**What to work on**
Would you show every line from the records that holds "patch"?

:::::

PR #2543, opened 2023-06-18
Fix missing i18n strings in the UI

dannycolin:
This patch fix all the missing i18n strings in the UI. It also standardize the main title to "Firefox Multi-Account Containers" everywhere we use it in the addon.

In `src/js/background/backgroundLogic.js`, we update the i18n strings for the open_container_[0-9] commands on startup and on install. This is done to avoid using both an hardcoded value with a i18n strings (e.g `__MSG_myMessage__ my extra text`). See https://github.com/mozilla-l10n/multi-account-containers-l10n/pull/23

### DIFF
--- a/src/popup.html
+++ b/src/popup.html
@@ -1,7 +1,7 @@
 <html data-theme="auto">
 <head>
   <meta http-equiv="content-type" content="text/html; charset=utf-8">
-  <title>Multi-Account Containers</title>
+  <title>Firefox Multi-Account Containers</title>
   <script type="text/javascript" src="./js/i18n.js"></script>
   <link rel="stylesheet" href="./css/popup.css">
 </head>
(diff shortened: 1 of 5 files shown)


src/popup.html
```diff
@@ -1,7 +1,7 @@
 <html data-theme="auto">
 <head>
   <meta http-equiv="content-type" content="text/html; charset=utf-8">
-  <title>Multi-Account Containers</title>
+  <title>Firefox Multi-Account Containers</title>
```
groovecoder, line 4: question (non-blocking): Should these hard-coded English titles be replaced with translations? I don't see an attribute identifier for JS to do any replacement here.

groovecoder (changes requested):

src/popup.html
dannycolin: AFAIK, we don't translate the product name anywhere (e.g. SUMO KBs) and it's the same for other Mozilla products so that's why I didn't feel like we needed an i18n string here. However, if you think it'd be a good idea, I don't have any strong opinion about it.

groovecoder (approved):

:::::

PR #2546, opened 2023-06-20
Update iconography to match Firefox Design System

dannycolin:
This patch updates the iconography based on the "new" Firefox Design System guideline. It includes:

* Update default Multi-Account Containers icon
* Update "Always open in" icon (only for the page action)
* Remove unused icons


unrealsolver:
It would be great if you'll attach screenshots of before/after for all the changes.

:::::

**Response area**
This patch fix all the missing i18n strings in the UI. It also standardize the main title to "Firefox Multi-Account Containers" everywhere we use it in the addon.
This patch updates the iconography based on the "new" Firefox Design System guideline. It includes:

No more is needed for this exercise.